PR #916, opened 2022-07-06
Only check staged content in pre-hooks

Emilgardis:


xtask/src/pre-commit.sh
```diff
@@ -1,2 +1,16 @@
...
+
+cleanup() {
+    git apply --allow-empty --whitespace=nowarn < "$tf" && git stash drop -q
+    rm "$tf"
+}
+
+git diff --full-index --binary > "$tf"
+git stash -q --keep-index
+
+trap cleanup EXIT
```
Alexhuszagh, line 14: This won't work on SIGKILL or SIGSTOP, which would lead to data lost. It also doesn't work for new files, which would mean they would be tests but not staged.

Alexhuszagh: A simple example is:

```bash
$ echo "Sample contents" > file
$ git diff --full-index --binary # no output
$ git stash -q --keep-index # doesn't stash anything
```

» Problem description
From the records above, show each line that contains the word "index".

» Task output
+git diff --full-index --binary > "$tf"
+git stash -q --keep-index
$ git diff --full-index --binary # no output
$ git stash -q --keep-index # doesn't stash anything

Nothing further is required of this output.